- DATA SECTION:
▽

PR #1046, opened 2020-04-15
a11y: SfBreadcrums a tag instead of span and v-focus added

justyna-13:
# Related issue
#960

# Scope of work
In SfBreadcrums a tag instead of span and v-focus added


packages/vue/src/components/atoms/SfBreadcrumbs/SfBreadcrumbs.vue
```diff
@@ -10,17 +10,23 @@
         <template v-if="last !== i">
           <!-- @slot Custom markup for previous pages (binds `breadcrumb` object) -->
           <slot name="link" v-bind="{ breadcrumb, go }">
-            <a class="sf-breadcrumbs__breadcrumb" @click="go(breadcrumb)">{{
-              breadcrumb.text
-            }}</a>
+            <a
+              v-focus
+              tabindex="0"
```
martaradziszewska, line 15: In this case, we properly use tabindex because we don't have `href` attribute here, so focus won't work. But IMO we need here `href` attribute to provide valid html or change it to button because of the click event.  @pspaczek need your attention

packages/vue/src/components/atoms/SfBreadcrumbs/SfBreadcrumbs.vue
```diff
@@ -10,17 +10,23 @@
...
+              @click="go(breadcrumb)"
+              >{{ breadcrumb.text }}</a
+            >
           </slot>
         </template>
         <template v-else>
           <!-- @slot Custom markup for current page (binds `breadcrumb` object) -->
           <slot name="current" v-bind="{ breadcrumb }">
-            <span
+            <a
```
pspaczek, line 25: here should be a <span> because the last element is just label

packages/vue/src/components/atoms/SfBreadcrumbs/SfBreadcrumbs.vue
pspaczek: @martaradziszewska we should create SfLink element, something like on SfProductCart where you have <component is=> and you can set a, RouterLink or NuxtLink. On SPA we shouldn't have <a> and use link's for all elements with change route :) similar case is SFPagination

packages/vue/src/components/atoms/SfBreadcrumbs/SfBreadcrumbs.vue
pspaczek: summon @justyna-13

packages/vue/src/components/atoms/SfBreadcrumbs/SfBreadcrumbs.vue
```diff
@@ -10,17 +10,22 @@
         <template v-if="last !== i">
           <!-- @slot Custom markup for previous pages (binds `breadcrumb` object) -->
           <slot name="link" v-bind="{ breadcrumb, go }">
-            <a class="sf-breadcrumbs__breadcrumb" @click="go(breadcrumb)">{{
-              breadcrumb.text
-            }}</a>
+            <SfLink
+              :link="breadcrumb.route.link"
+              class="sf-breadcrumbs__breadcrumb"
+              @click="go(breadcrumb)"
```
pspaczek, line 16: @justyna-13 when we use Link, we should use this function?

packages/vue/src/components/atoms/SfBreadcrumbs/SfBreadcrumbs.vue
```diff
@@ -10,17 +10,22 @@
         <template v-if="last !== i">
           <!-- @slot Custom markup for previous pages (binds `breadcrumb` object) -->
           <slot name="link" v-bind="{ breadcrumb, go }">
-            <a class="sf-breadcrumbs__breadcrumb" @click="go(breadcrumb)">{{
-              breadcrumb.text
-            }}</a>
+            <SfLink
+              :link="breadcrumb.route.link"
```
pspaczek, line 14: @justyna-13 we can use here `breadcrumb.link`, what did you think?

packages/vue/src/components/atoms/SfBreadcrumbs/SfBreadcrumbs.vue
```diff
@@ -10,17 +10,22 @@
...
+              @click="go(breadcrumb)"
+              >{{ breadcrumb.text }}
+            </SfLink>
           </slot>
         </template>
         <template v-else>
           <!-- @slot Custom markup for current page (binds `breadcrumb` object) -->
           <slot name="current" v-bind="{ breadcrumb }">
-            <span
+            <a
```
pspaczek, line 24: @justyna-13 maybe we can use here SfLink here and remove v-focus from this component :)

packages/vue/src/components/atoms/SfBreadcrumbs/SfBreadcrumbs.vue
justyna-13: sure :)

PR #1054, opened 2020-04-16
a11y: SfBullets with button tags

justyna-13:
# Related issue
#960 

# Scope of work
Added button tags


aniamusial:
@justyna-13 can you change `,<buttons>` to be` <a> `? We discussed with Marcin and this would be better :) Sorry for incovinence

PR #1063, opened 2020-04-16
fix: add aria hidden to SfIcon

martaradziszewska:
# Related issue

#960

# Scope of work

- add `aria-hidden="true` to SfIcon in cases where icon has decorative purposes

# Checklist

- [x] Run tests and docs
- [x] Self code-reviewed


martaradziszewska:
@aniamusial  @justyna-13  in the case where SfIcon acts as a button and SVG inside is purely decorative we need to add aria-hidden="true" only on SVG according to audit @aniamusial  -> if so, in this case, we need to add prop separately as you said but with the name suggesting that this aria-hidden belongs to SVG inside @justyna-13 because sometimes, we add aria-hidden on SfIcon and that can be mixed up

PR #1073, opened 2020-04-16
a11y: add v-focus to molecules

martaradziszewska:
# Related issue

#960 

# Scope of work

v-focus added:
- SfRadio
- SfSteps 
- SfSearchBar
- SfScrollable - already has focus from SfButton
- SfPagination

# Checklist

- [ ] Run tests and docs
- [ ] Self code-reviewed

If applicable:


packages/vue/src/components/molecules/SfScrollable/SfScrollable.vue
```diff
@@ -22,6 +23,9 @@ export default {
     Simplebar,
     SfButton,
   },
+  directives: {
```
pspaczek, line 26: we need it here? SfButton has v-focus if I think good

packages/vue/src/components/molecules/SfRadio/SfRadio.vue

△

- PROBLEM DETAILS:
The full listing above should be transcribed exactly.

- SOLUTION TO THE PROBLEM:
PR #1046, opened 2020-04-15
a11y: SfBreadcrums a tag instead of span and v-focus added

justyna-13:
# Related issue
#960

# Scope of work
In SfBreadcrums a tag instead of span and v-focus added


packages/vue/src/components/atoms/SfBreadcrumbs/SfBreadcrumbs.vue
```diff
@@ -10,17 +10,23 @@
         <template v-if="last !== i">
           <!-- @slot Custom markup for previous pages (binds `breadcrumb` object) -->
           <slot name="link" v-bind="{ breadcrumb, go }">
-            <a class="sf-breadcrumbs__breadcrumb" @click="go(breadcrumb)">{{
-              breadcrumb.text
-            }}</a>
+            <a
+              v-focus
+              tabindex="0"
```
martaradziszewska, line 15: In this case, we properly use tabindex because we don't have `href` attribute here, so focus won't work. But IMO we need here `href` attribute to provide valid html or change it to button because of the click event.  @pspaczek need your attention

packages/vue/src/components/atoms/SfBreadcrumbs/SfBreadcrumbs.vue
```diff
@@ -10,17 +10,23 @@
...
+              @click="go(breadcrumb)"
+              >{{ breadcrumb.text }}</a
+            >
           </slot>
         </template>
         <template v-else>
           <!-- @slot Custom markup for current page (binds `breadcrumb` object) -->
           <slot name="current" v-bind="{ breadcrumb }">
-            <span
+            <a
```
pspaczek, line 25: here should be a <span> because the last element is just label

packages/vue/src/components/atoms/SfBreadcrumbs/SfBreadcrumbs.vue
pspaczek: @martaradziszewska we should create SfLink element, something like on SfProductCart where you have <component is=> and you can set a, RouterLink or NuxtLink. On SPA we shouldn't have <a> and use link's for all elements with change route :) similar case is SFPagination

packages/vue/src/components/atoms/SfBreadcrumbs/SfBreadcrumbs.vue
pspaczek: summon @justyna-13

packages/vue/src/components/atoms/SfBreadcrumbs/SfBreadcrumbs.vue
```diff
@@ -10,17 +10,22 @@
         <template v-if="last !== i">
           <!-- @slot Custom markup for previous pages (binds `breadcrumb` object) -->
           <slot name="link" v-bind="{ breadcrumb, go }">
-            <a class="sf-breadcrumbs__breadcrumb" @click="go(breadcrumb)">{{
-              breadcrumb.text
-            }}</a>
+            <SfLink
+              :link="breadcrumb.route.link"
+              class="sf-breadcrumbs__breadcrumb"
+              @click="go(breadcrumb)"
```
pspaczek, line 16: @justyna-13 when we use Link, we should use this function?

packages/vue/src/components/atoms/SfBreadcrumbs/SfBreadcrumbs.vue
```diff
@@ -10,17 +10,22 @@
         <template v-if="last !== i">
           <!-- @slot Custom markup for previous pages (binds `breadcrumb` object) -->
           <slot name="link" v-bind="{ breadcrumb, go }">
-            <a class="sf-breadcrumbs__breadcrumb" @click="go(breadcrumb)">{{
-              breadcrumb.text
-            }}</a>
+            <SfLink
+              :link="breadcrumb.route.link"
```
pspaczek, line 14: @justyna-13 we can use here `breadcrumb.link`, what did you think?

packages/vue/src/components/atoms/SfBreadcrumbs/SfBreadcrumbs.vue
```diff
@@ -10,17 +10,22 @@
...
+              @click="go(breadcrumb)"
+              >{{ breadcrumb.text }}
+            </SfLink>
           </slot>
         </template>
         <template v-else>
           <!-- @slot Custom markup for current page (binds `breadcrumb` object) -->
           <slot name="current" v-bind="{ breadcrumb }">
-            <span
+            <a
```
pspaczek, line 24: @justyna-13 maybe we can use here SfLink here and remove v-focus from this component :)

packages/vue/src/components/atoms/SfBreadcrumbs/SfBreadcrumbs.vue
justyna-13: sure :)

PR #1054, opened 2020-04-16
a11y: SfBullets with button tags

justyna-13:
# Related issue
#960 

# Scope of work
Added button tags


aniamusial:
@justyna-13 can you change `,<buttons>` to be` <a> `? We discussed with Marcin and this would be better :) Sorry for incovinence

PR #1063, opened 2020-04-16
fix: add aria hidden to SfIcon

martaradziszewska:
# Related issue

#960

# Scope of work

- add `aria-hidden="true` to SfIcon in cases where icon has decorative purposes

# Checklist

- [x] Run tests and docs
- [x] Self code-reviewed


martaradziszewska:
@aniamusial  @justyna-13  in the case where SfIcon acts as a button and SVG inside is purely decorative we need to add aria-hidden="true" only on SVG according to audit @aniamusial  -> if so, in this case, we need to add prop separately as you said but with the name suggesting that this aria-hidden belongs to SVG inside @justyna-13 because sometimes, we add aria-hidden on SfIcon and that can be mixed up

PR #1073, opened 2020-04-16
a11y: add v-focus to molecules

martaradziszewska:
# Related issue

#960 

# Scope of work

v-focus added:
- SfRadio
- SfSteps 
- SfSearchBar
- SfScrollable - already has focus from SfButton
- SfPagination

# Checklist

- [ ] Run tests and docs
- [ ] Self code-reviewed

If applicable:


packages/vue/src/components/molecules/SfScrollable/SfScrollable.vue
```diff
@@ -22,6 +23,9 @@ export default {
     Simplebar,
     SfButton,
   },
+  directives: {
```
pspaczek, line 26: we need it here? SfButton has v-focus if I think good

packages/vue/src/components/molecules/SfRadio/SfRadio.vue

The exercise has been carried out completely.